How does an “endowment” work?

“Endowment” is the word often used to refer to a designated pool of assets that are invested by The Community Foundation and tracked separately such that a modest portion (usually based on a percentage) of the assets are distributed each year to charitable causes, and the rest of the assets remain invested to grow in perpetuity. This growth, in turn, helps the endowment provide even more support each year to the causes for which it was established. The Community Foundation team is experienced at managing the accounting, investment, and distribution aspects of endowment funds.

 

How can I stay involved with my endowment fund after it’s established?

First and foremost, you can name the endowment fund anything you want, such as the “Smith Family Endowment Fund,” or something more anonymous such as the “Endowment Fund for Our Future.” In addition, our team is happy to keep you informed about the positive change in the community that is occurring thanks to the distributions from the endowment fund you’ve established. We can continue to keep your children and grandchildren informed, too, beyond your lifetime. In this way, your legacy continues through the generations.

 

Who decides where the endowment distributions go each year?

The Community Foundation is itself a permanent institution. Our board and staff are committed to keeping a finger on the pulse of the region’s greatest needs and maintaining a deep knowledge of the charitable organizations that are meeting these needs every day. This is The Community Foundation’s mission in perpetuity. The Community Foundation’s team is made up of dedicated and knowledgeable professionals who understand our community and build ongoing personal relationships with the people working at the region’s charitable organizations. The Community Foundation team recommends distributions from your endowment, and our independent board of directors reviews and approves these distributions to ensure that they fulfill your charitable goals for establishing the endowment in the first place.

 

What does it take to establish an endowment fund?

Setting up an endowment or Forever fund is as easy as setting up any other type of fund at The Community Foundation. Our team will prepare simple paperwork capturing the name of the endowment fund and any areas of interest you’d like to support. Then, you can transfer cash—or, even better for tax purposes, you can transfer appreciated assets such as stock or real estate.
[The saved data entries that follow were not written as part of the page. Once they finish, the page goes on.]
PR #236, opened 2020-12-15
[POC] nix / opam2nix

timbertson:
First off, ocurrent seems really nice! I had fun putting this together.

For context, @avsm in a meeting the other week mentioned the possibility of integrating `opam2nix`-based builds in ocaml's CI system, to gain a good understanding of how many packages build without issues under nix. (aside: I'm now not sure whether he meant `opam-repo-ci` or `opam-ci`)

I don't know too much about it, but it was interesting enough to whip up this POC for building arbitrary nix derivations, and building opam2nix support on top of that. It currently only works on a single machine, i.e. it assumes `/nix/store` is shared between all jobs.

The resulting graph is interesting, although probably a little overwhelming. It starts simple:
Screenshot from 2020-12-13 21-55-06

Figures out how to build opam2nix:
Screenshot from 2020-12-13 22-08-35

And then gets rather carried away building `lwt` :grimacing: 
Screenshot from 2020-12-13 22-12-06

So yep. I've written a bunch of hacky code to get an idea of what's possible, and now it's time to find out more about how this could actually work in practice. I have many questions, I'm happy to discuss here or set up a meeting if that works better for you:

# About ocaml-ci:

### Will a single host run tasks concurrently?

I have some tasks which cannot be run concurrently on the same host since they'll end up fighting over a particular cache directory. Do I need to workaround that or is it fine?

### How longlived are the hosts?

I am doing some things that are efficient, but only if the user's ~/.cache directory is longlived. Should I expect that to be the case?

### How much should the pipeline be responsible for?

I'm currently assuming that it'd be OK to preinstall nix on the build hosts (or some bade image?) and just assume its presence, but that these should be dynamic and under the control of the pipeline:

 - nixpkgs (the core package definitions)
 - opam2nix
 - opam-repository

Actually installing nix during the pipeline is probably a bit of hassle, and likely won't have that much benefit (I don't imagine a need to test against multiple nix versions)

# Nix specifics:

### lifetime of /nix/store

I'm hoping the `/nix/store` could be made somewhat longlived. The more entries that already exist in there (per host), the less pressure there is on the online cache.

### Garbage collection

The jobs are currently not garbage collection-safe, i.e. doing a `nix-store --gc` might delete stuff which is currently in use, but not marked as a GC root.
I assume we wouldn't want `/nix/store/` to grow indefinitely, but perhaps garbage collection could run when no other (nix) jobs are running.

### Build graph stability:

The build graph, at least as I've implemented it, is quite unstable. That is:

 - a nix derivation logically depends on all of its build-time inputs
 - any nix derivation which is already present in a binary cache can short circuit this, i.e. I don't need the build dependencies of `foo` if I can just download the prebuilt `foo` from a cache

I've leveraged this to make a manageable dependency tree - a derivation already present in the binary cache has zero dependencies, and a derivation which actually needs building depends only on its direct dependencies which aren't available in a binary cache.
Without this shortcut, every derivation would "build the world", right down to bootstrapping GCC, coreutils etc.
The upshot is though, if you rebuild any of the "find dependencies" jobs you'll get an empty list because all the dependencies were built the first time round, and the dependency graph will kind of disappear.

I don't know if this is a problem in practice, but it definitely feels impure / odd.

### Collapsing sections

I would quite like the dependency graph of each derivation to be collapsible. But collapse seems to require a statically known key/value, which doesn't work for this (I'd want to use a key / value derived from the contents of a `string Current.t`). The graph seems to have node identities, is this something the framework could take care of?

### How to distribute secrets?

I haven't implemented it yet, but I'm planning to integrate cachix to handle multi-host builds. That is, building any derivation will also upload it to the binary cache, making it available for other builds. I don't know whether ocurrent has any better way of sharing files, but I figure a populated cache of prebuilt packages is probably a good side effect anyway :shrug:

I see how GITHUB_TOKEN works, is there any secret management that's available within a job though? Uploading build results to cachix would require some kind of key on the build host (not the process evaluating the pipeline).

# Random nits:

* I understood `gate` incorrectly - I thought `gate ~on:dep downstream` would prevent downstream from starting until `dep` had succeeded, but it seems to be more like `all`, in that it just waits for both to be complete. For me this was less useful, I ended up using a `bind` instead which seemed strange since I would prefer `downstream` to be displayed even before it was evaluated.


talex5:
Interesting!

The way things work with opam builds is that the OCurrent pipeline submits jobs to OCluster, which builds them on workers. The workers themselves do not run OCurrent.

We already have build types of `Dockerfile` and `OBuilder`. It would be quite easy to add `Nix build` as another type of build (see https://github.com/ocurrent/ocluster/blob/master/api/schema.capnp). Then we could have a Nix build pool with one or more machines running NixOS.

In that case, the OCurrent pipeline would run opam2nix as one step, and then submit it to the cluster in another step. I imagine the cluster could just do a normal nix build operation on it (the builds are sandboxed, right?).

It would be up to the build workers how they managed their caches, but there would need to be some kind of automatic pruning. I guess the Nix builds would be more efficient than the opam ones because they'd allow more reuse.

Note: `gate ~on:ctrl dep` does not delay `dep` itself, but can be used in place of `dep` to prevent `dep` from being passed to the next stage until `ctrl` is ready. e.g. if you want to prevent deploying a binary until the tests have passed:

```ocaml
let binary = build src in
let tests_ok = test binary in
binary |> gate ~on:tests_ok |> deploy
```

In other words, you're delaying the thing *after* the gate.

avsm:
This is fantastic! A few quick thoughts:
- we could generate a nix/obuilder build spec with a shared /nix/store. This might be the best of both worlds: we build in a controlled sandbox but use a shared cache. Might make GC easier as well as we could submit GC jobs after a particular run has finished.
- Can cachix be selfhosted? We have access to a big S3 bucket at the Scaleway site that runs the majority of our build VMs. Build secrets are just deployed with the infrastructure at the moment, so assuming it's in an environment variable is fine if we use the hosted version.

timbertson:
Thanks for the feedback, I'll start kicking the tyres of `ocluster` too :grinning: 

> In that case, the OCurrent pipeline would run opam2nix as one step, and then submit it to the cluster in another step. I imagine the cluster could just do a normal nix build operation on it (the builds are sandboxed, right?).

That's a good question. It might be more efficient if the scheduler could see into dependencies (to prevent multiple jobs all incidentally building a shared dependency like `lwt` in parallel), but that can probably be handled later.

> we could generate a nix/obuilder build spec with a shared /nix/store

Sounds good, but can you provide a little more detail? Does it conflict with @talex5 's suggestion of a different kind of `capnp` builder type for nix? Or would you use both of these approaches together (a new `nix` build type which executes within this obuilder image)

> Can cachix be selfhosted?

Not obviously, but I can ask about this when it comes time to the actual integration.

talex5:
> It might be more efficient if the scheduler could see into dependencies (to prevent multiple jobs all incidentally building a shared dependency like lwt in parallel)

Ah, I was assuming nix's builder would handle that. If not, we can certainly use our own builder (e.g. using your OCurrent code).

We could use a either a new build type or reuse OBuilder. Using OBuilder just means that the clients submitting jobs to the cluster are trusted not to mess up the nix cache, whereas a custom builder can enforce that itself. Also, we'd need a new kind of cache because at the moment OBuilder only allows one build to update a shared cache at a time (the others get a fork that is discarded after the build). There's no great difficulty adding that, though.

timbertson:
> Also, we'd need a new kind of cache because at the moment OBuilder only allows one build to update a shared cache at a time (the others get a fork that is discarded after the build). There's no great difficulty adding that, though.

Can you point to the cache code? The `cache_hint` makes it harder to find ;)
I see `state_dir`, but it sounds like that's more of a scratch directory than a shared cache.

What kind of shared cache is this? Is it an external S3 cache, or some kind of shared FS? If it's just s3, it's probably easier to use cachix since we'll want to populate build results there anyway.

> Using OBuilder just means that the clients submitting jobs to the cluster are trusted not to mess up the nix cache, whereas a custom builder can enforce that itself.

Can you lay out a little more explicitly what using OBuilder would mean? Would it effectively mean that a "nix build" action is "build this obuilder image", where the image is `<common nix obuilder preamble>; nix-store --realise /path/to/derivation`?

I'll need to embed a binary nix build instruction file (`.drv`) as part of the build instructions, can this be serialized in an obuilder spec or would I need to do some base64 and back? If I'm doing that, would it make more sense to just make it a first-class job type? I think it'll be important to validate that build instructions are valid and can't write to arbitrary store paths, so perhaps that seals the deal for needing an explicit build type anyway.

talex5:
> Can you point to the cache code? The cache_hint makes it harder to find ;)

`cache_hint` is part of OCluster, not OBuilder, so that probably isn't helping ;-) Try these:

https://github.com/ocurrent/obuilder#run
https://github.com/ocurrent/obuilder/blob/d257f1942fe058374068f4392bdafedc96fbbba1/lib/s.ml#L41

The cache is a local directory, currently using btrfs or zfs snapshots for atomic updates.

> Can you lay out a little more explicitly what using OBuilder would mean?

OBuilder is roughly equivalent to `docker build`. So: a base image and a list of shell commands to run in it. Each shell command is run in a `runc` sandbox and the filesystem is snapshotted at the end of each command.

Since we control it, we can add other features if they're useful, such as mounting a multi-writer shared cache directory into the container namespace.

But having "nix build" as another build type alongside "docker build" and "OBuilder build" seems very reasonable to me too!

timbertson:
OK, after a bit of a break I've got something working with a native Nix build type in ocluster:

https://github.com/ocurrent/ocluster/pull/112

It's working locally for me, and I believe all the bootstrapping avoids the need for nix to actually be installed on the host (it just needs basics like `tar`, `curl`, etc).

There's still some limitations, like the nix builder probably won't work correctly if you try to do concurrent nix builds in a single worker. But perhaps it's time for me to clean up the commits / diff for actual review? What sort of testing (both automated and manual, perhaps in your actual cluster?) do you think is appropriate before merging some of this?

talex5:
> I believe all the bootstrapping avoids the need for nix to actually be installed on the host

What does the bootstrapping do? Is this setting up Nix in a container, or for setting it up on a host that doesn't have it already? We have some Ansible scripts to configure the hosts and there's no problem installing Nix there.

According to https://nixos.org/manual/nix/stable/#sec-building-simple:

> Nix also performs locking. If you run multiple Nix builds simultaneously, and they try to build the same derivation, the first Nix instance that gets there will perform the build, while the others block (or perform other derivations if available) until the build finishes

As far as I can see, there's no problem just letting Nix handle all of this. It already does each build in a separate user account (as well as using container sandboxing when running on Linux).

It looks like your API is quite low-level (instantiating a Nix expression as one OCluster build, and then passing each Nix derivation as a separate job). I wonder if this will cause problems with queuing. e.g. a Nix build will first have to queue the instantiation, then (I assume) queue the derivations one by one, whereas non-Nix builds will submit the whole build job in one go. If each one involves queuing for a few minutes when busy, the Nix ones will end up taking much longer.

I also wonder about the shared cache. Normally the build machines are responsible for clearing their caches as necessary, but here the client has to know whether a result is still available before submitting the job. We might want to have multiple caches (e.g. all Scaleway machines share one cache, while packet.com/Equinix Metal machines share another).

How about having the client just submit the whole Nix expression (as with `nix-build`) and let the worker deal with everything else, rebuilding whatever is necessary for that machine?

talex5:
> What sort of testing (both automated and manual, perhaps in your actual cluster?) do you think is appropriate before merging some of this?

Merging it seems fairly low risk, once we have the final design. We can then run a test instance of ocaml-ci or opam-health-check to submit a load of Nix build jobs and check it's working before updating the main ocaml-ci to add Nix tests.

OBuilder has a self-test feature where it tries to build a simple spec file at start-up (and from time to time after that). If that fails, it doesn't join the cluster. That avoids broken or misconfigured machines producing lots of broken builds.

timbertson:
> What does the bootstrapping do? Is this setting up Nix in a container, or for setting it up on a host that doesn't have it already? We have some Ansible scripts to configure the hosts and there's no problem installing Nix there.

It's setting up a minimal nix inside a container, with this there's no need to ever install nix on the host.

> As far as I can see, there's no problem just letting Nix handle all of this. It already does each build in a separate user account (as well as using container sandboxing when running on Linux).

Installing nix for multi-user builds can potentially be difficult (I haven't done it recently myself, and it may require an interactive install). It's faster & easier (for me) to test that this setup process works reliably and portably, than to mess about with ansible, since its state is well-defined and it runs quickly.

And the build sandboxing is great, but it's not a sufficient security mechanism. e.g. it's trivial to exfiltrate a host file's contents if you know its path, even with sandboxing enabled. To be fully protected you'd also need restricted evaluation, which disables some things that opam2nix uses (like import-from-derivation and builtins.fetchgit).

IMO it's cleaner to just use a runc sandbox, then you don't have to know about all the ways you should lock down nix for building untrusted inputs.

> I wonder if this will cause problems with queuing. e.g. a Nix build will first have to queue the instantiation, then (I assume) queue the derivations one by one, whereas non-Nix builds will submit the whole build job in one go. If each one involves queuing for a few minutes when busy, the Nix ones will end up taking much longer.

Yep, that's definitely true. Is this likely to be a problem in practice? How saturated is the build cluster, and does it stay that way or are spikes pretty brief?

> I also wonder about the shared cache. Normally the build machines are responsible for clearing their caches as necessary, but here the client has to know whether a result is still available before submitting the job.

The other benefit of having nix fully within the sandbox is that you can run `nix-collect-garbage` (or just blow it away) at any time, since it's only serving the one builder. If we used multi-user builds we'd need to be much more careful about when we could run GC, and marking things as GC roots between building and uploading to the binary cache. Since "upload to cache" happens within the ocluster build, whenever a builder is idle there's nothing on-disk that it can't re-fetch from the cache.

> How about having the client just submit the whole Nix expression (as with nix-build) and let the worker deal with everything else, rebuilding whatever is necessary for that machine?

The main downside is wasted build time. In the case of a large-scale cache invalidation (like any commit to `opam2nix`), you'd end up with every single builder building ocaml, opam2nix, dune, etc from scratch. It does give nix builds a scheduling disadvantage to break things up, but if the cluster isn't saturated then it should end up doing far less work overall.

Oh and also: breaking it up by derivation means we attribute failures correctly. if `dune` fails to build, there's one build failure rather than 1000.

talex5:
> And the build sandboxing is great, but it's not a sufficient security mechanism. e.g. it's trivial to exfiltrate a host file's contents if you know its path, even with sandboxing enabled.

I hadn't realised that. How do you do it?

According to https://nixos.org/manual/nix/stable/:
> builds will be performed in a sandboxed environment, i.e., they’re isolated from the normal file system hierarchy and will only see their dependencies in the Nix store, the temporary build directory, private versions of /proc, /dev, /dev/shm and /dev/pts (on Linux), and the paths configured with the sandbox-paths option. This is useful to prevent undeclared dependencies on files in directories such as /usr/bin. In addition, on Linux, builds run in private PID, mount, network, IPC and UTS namespaces to isolate them from other processes in the system (except that fixed-output derivations do not run in private network namespace to ensure they can access the network).

I tried connecting into a build sandbox (using `nativeBuildInputs = [ breakpointHook ]`) and it seemed fairly isolated. e.g. `/etc/passwd` was a dummy file without my regular user listed. I see that the sandbox includes a full copy of `/nix/store`, not just the things I listed as dependencies, though, which seems not ideal. I suppose there shouldn't be anything very private there.

The reason I'm worried about this is that we have two protection systems here: the runc sandboxing to protect the host from Nix, and the Nix sandboxing to protect Nix from the builds (and the builds from each other). I guess we can only have one or the other enabled at a time, so we need to decide which is more important.

> To be fully protected you'd also need restricted evaluation, which disables some things that opam2nix uses (like import-from-derivation and builtins.fetchgit).

Yes, nix-instantiate needs to be sandboxed certainly. But that is separate from the store, right? If I understand correctly, nix-instantiate is normally run by the (untrusted) user, and submits build jobs to the trusted store, which builds them using the sandbox.

timbertson:
> The reason I'm worried about this is that we have two protection systems here: the runc sandboxing to protect the host from Nix, and the Nix sandboxing to protect Nix from the builds (and the builds from each other). 

Ah sorry, I should have mentioned that - I had to turn off nix's sandboxing because it didn't work under runc . Since we're already trusting runc for sandboxing obuilder, this seemed like the easiest approach to reason about, and gives a smaller attack surface overall.

> I hadn't realised that. How do you do it?

So yeah this is fun, you basically just need to cause the file to be read at evaluation time, not build time:

This won't work, because of sandboxing:

```nix
with import <nixpkgs> {};
stdenv.mkDerivation {
  name="secrets";
  buildCommand = "cat /etc/sysctl.conf > $out";
}
```

But this will:

```nix
with import <nixpkgs> {};
stdenv.mkDerivation {
  name="secrets";
  buildCommand = "cat ${/etc/sysctl.conf} > $out";
}
```

The distinction is that in the second case, you're using a nix path type, and ([hand wavey](https://shealevy.com/blog/2018/08/05/understanding-nixs-string-context/)) when that's used in a derivation, it copies that path into the store and the expression resolves to the now-imported nix store path This ensures the expression will be sensitive to changes in that file's contents. The _actual_ buildCommand after evaluation will be e.g. `"cat /nix/store/4wangrfsp695aybb2inqknwcgash54g3-sysctl.conf > $out"`, which the sandbox is fine with.

There are also (discouraged) builtins that can do similar cheeky stuff, which are disabled in restricted-eval mode. But yeah, it's a large surface area to have to think about.

> Yes, nix-instantiate needs to be sandboxed certainly

Sandboxing nix-instantiate would take care of the above, but running `nix-instantiate` within a sandbox and `nix-build` outside a sandbox (relying on build sandboxing) could have other inconsistencies, and (recurring theme) I'm not entirely sure it's enough, because of things like import-from-derivation which blur the line between instantiation and building.

Basically, there's just way less to think about if you just throw the whole thing in a sandbox ;)

talex5:
> Sandboxing nix-instantiate would take care of the above, but running nix-instantiate within a sandbox and nix-build outside a sandbox (relying on build sandboxing) could have other inconsistencies

But isn't this just how Nix works normally? When you install NixOS and run e.g. `nix-env` as a user this is exactly what happens - the `nix-env` runs as the unprivileged user and submits the derivations to the store using `nix-store`, which builds them using a Nix sandbox.

> and (recurring theme) I'm not entirely sure it's enough, because of things like import-from-derivation which blur the line between instantiation and building.

> Basically, there's just way less to think about if you just throw the whole thing in a sandbox ;)

But wouldn't that mean that users of the cluster can interfere with each others builds? OCluster is supposed to prevent that. In particular, someone submitting a PR to a repository would have their code run inside the `runc` sandbox, but with write access to the Nix store shared with other users, I think.

timbertson:
(apologies for the long delays between replies, I'm context switching on a few side projects :wink: )

> But isn't this just how Nix works normally? When you install NixOS and run e.g. nix-env as a user this is exactly what happens - the nix-env runs as the unprivileged user and submits the derivations to the store using nix-store, which builds them using a Nix sandbox.

Yes, that's true. And it's fine when you're running `nix-instantiate` as yourself. But doing this naively in ocluster would mean running `nix-instantiate` as the ocluster user, which is typicaly root. So you'd want _some_ sort of sandboxing beyond what happens for typical nix usage.

> But wouldn't that mean that users of the cluster can interfere with each others builds? OCluster is supposed to prevent that. In particular, someone submitting a PR to a repository would have their code run inside the runc sandbox, but with write access to the Nix store shared with other users, I think.

This is a good point. Reading [the nix manual](https://nixos.org/manual/nix/stable/#conf-build-users-group), I believe this can be fixed by using an unprivileged user in a shared user group and `1775` permissions on the /nix/store directory. That's getting close to reimplementing nix's own safety features at this point though.

I wonder, can any btrfs features you use for obuilder help? e.g. would it be easy to use some sort of copy-on-write to implement "discard all changes except those made to <a specific path>" after each build? Or the alternative "this whole directory is readonly, except you can write <this path that doesn't yet exist>"?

You’ll be eligible for a charitable tax deduction in the year you make the transfer to establish the fund. You can make future transfers to your endowment fund each year, too, to achieve your tax and estate planning goals. Our team is also happy to work with you and your advisors to structure a bequest to your endowment fund following your death. We highly recommend considering a bequest in the form of a beneficiary designation on an IRA because of the multiple tax benefits. Related, if you are over 70 ½, making a “Qualified Charitable Distribution” from your IRA directly to your endowment fund is a very effective charitable planning tool to avoid income tax and also satisfy your Required Minimum Distribution if you’ve reached that age as well.

 

We look forward to working with you to support our community and your favorite charitable causes for generations to come!

 

This article is provided for informational purposes only. It is not intended as legal, accounting, or financial planning advice.